[Stored items]
((

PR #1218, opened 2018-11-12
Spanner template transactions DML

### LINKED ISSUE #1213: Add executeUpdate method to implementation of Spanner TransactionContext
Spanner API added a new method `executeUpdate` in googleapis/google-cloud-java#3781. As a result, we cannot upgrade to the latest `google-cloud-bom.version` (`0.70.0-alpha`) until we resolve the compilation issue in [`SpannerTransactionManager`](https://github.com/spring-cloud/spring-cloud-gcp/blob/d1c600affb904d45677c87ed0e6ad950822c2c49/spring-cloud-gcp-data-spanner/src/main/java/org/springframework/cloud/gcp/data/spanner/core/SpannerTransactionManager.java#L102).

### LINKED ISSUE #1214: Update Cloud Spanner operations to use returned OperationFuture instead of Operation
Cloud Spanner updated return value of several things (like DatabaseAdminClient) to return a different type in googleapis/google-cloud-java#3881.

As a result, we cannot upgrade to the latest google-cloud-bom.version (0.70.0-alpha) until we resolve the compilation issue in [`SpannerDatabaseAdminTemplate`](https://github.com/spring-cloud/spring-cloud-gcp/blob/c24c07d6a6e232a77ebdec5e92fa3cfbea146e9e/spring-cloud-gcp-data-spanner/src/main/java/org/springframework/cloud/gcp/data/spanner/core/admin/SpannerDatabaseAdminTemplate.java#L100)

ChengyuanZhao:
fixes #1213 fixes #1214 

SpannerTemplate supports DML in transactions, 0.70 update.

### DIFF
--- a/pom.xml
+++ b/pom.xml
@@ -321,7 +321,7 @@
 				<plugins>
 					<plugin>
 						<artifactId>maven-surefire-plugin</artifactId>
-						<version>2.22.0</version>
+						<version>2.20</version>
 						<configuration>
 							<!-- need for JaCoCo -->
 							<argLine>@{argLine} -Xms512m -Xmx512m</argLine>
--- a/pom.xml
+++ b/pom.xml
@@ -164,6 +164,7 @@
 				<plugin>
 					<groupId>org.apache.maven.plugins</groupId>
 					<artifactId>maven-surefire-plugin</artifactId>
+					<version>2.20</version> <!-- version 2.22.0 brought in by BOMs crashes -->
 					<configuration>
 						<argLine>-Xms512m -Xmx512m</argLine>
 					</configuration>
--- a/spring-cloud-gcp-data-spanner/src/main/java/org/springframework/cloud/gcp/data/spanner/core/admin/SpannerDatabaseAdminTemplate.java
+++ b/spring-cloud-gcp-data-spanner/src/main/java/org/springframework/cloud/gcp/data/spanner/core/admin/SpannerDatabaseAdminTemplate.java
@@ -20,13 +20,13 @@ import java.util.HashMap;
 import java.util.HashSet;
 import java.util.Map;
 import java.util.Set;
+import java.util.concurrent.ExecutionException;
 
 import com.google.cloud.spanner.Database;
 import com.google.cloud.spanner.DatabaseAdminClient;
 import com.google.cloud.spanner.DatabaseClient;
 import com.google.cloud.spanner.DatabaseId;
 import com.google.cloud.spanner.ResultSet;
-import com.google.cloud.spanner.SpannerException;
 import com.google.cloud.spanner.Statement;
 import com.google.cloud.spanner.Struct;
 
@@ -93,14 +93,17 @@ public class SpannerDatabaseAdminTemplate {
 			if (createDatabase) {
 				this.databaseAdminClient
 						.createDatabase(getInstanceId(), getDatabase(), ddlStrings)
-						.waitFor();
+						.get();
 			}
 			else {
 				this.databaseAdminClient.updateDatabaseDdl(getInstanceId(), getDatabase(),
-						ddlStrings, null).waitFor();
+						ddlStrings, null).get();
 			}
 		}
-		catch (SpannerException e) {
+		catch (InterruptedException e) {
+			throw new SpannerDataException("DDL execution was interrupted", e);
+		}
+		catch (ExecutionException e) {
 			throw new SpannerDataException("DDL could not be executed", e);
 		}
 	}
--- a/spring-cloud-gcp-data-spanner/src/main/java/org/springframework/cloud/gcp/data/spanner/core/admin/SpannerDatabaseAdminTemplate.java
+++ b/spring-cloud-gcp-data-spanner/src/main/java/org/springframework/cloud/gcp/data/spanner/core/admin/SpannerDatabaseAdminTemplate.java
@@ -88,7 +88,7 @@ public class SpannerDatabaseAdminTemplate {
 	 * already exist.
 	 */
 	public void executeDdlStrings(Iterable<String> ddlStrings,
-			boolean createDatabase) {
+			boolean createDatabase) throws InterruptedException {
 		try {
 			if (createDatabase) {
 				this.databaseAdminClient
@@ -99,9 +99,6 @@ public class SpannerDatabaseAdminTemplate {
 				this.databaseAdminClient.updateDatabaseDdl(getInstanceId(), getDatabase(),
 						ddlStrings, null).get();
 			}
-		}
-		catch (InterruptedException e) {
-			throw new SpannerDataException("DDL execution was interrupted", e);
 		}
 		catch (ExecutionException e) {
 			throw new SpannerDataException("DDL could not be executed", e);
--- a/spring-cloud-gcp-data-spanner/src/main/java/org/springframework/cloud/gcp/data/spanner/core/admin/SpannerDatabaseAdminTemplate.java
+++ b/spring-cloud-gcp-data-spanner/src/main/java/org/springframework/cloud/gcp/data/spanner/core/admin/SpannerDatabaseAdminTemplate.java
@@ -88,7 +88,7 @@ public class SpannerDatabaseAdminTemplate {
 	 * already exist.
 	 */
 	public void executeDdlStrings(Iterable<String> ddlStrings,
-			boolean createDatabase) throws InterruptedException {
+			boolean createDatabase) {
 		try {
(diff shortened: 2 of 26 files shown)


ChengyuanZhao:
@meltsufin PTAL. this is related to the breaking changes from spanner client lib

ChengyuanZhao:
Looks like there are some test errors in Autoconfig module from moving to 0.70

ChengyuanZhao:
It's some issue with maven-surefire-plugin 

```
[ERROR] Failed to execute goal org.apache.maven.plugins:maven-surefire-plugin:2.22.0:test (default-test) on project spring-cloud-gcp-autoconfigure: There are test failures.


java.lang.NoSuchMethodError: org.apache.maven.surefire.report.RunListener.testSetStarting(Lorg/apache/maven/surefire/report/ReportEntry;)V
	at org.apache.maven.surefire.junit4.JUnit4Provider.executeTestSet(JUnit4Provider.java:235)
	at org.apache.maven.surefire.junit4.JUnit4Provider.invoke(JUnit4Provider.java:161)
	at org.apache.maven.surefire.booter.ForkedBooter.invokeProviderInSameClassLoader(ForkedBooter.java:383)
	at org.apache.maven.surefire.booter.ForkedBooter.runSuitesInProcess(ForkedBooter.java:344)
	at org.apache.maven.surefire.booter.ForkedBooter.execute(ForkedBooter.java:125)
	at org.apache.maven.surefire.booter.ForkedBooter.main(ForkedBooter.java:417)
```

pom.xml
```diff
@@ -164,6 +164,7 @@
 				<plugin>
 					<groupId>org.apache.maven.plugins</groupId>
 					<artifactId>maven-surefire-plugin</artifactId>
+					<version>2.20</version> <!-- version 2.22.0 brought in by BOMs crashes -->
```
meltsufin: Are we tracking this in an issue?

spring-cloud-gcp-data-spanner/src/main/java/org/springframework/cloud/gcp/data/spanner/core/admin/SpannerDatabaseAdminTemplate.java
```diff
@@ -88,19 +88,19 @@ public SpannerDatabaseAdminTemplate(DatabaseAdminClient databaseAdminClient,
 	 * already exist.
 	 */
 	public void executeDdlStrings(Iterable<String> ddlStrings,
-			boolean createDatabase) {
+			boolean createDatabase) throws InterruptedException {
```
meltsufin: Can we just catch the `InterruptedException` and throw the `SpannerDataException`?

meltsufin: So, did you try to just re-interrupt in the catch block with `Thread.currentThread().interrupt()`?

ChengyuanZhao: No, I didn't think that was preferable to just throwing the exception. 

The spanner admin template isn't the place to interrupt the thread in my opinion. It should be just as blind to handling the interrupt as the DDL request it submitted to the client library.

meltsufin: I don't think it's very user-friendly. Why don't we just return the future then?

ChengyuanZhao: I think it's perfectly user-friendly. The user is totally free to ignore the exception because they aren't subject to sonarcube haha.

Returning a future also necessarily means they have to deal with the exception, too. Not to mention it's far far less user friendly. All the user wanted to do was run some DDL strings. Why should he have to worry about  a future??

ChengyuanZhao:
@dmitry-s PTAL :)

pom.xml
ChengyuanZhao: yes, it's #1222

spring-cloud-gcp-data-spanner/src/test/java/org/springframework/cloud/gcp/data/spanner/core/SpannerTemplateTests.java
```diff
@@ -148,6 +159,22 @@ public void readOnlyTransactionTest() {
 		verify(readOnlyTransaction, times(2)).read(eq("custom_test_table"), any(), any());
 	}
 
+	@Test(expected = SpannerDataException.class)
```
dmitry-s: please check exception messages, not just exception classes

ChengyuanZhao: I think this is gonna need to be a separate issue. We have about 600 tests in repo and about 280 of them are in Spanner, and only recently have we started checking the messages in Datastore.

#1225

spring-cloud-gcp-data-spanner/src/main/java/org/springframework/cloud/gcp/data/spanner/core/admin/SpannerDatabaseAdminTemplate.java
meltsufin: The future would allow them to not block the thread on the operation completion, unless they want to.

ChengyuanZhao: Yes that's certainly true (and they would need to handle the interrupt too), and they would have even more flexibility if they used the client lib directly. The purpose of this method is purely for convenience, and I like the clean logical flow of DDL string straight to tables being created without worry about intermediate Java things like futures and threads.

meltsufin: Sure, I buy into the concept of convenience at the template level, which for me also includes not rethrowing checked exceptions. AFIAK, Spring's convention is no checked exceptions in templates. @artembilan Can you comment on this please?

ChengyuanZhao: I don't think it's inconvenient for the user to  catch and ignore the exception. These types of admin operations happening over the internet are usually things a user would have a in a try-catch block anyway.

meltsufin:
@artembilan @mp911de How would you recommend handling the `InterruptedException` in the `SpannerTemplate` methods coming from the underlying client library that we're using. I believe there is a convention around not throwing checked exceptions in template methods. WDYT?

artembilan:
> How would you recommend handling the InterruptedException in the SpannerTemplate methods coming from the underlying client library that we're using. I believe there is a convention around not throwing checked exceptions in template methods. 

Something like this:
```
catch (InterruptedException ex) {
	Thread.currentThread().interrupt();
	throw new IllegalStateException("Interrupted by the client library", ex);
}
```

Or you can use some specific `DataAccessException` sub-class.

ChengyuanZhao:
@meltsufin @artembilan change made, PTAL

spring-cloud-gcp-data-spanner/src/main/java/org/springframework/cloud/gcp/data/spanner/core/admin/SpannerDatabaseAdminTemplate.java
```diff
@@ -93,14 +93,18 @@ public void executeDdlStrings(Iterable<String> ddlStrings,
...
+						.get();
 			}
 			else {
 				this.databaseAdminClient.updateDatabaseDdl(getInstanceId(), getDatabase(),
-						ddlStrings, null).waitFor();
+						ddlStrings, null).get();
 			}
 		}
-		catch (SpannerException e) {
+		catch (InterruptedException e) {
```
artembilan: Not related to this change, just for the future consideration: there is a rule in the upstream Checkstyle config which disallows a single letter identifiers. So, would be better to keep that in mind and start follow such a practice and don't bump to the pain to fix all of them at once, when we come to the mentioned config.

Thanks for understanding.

))

**WORK REQUEST:** Taking the lines above, repeat exactly those from the line that contains "meltsufin: So, did" through the line that contains "ChengyuanZhao: I think it's", and both of those lines as well. Include nothing else.

**TASK OUTPUT:**
meltsufin: So, did you try to just re-interrupt in the catch block with `Thread.currentThread().interrupt()`?

ChengyuanZhao: No, I didn't think that was preferable to just throwing the exception. 

The spanner admin template isn't the place to interrupt the thread in my opinion. It should be just as blind to handling the interrupt as the DDL request it submitted to the client library.

meltsufin: I don't think it's very user-friendly. Why don't we just return the future then?

ChengyuanZhao: I think it's perfectly user-friendly. The user is totally free to ignore the exception because they aren't subject to sonarcube haha.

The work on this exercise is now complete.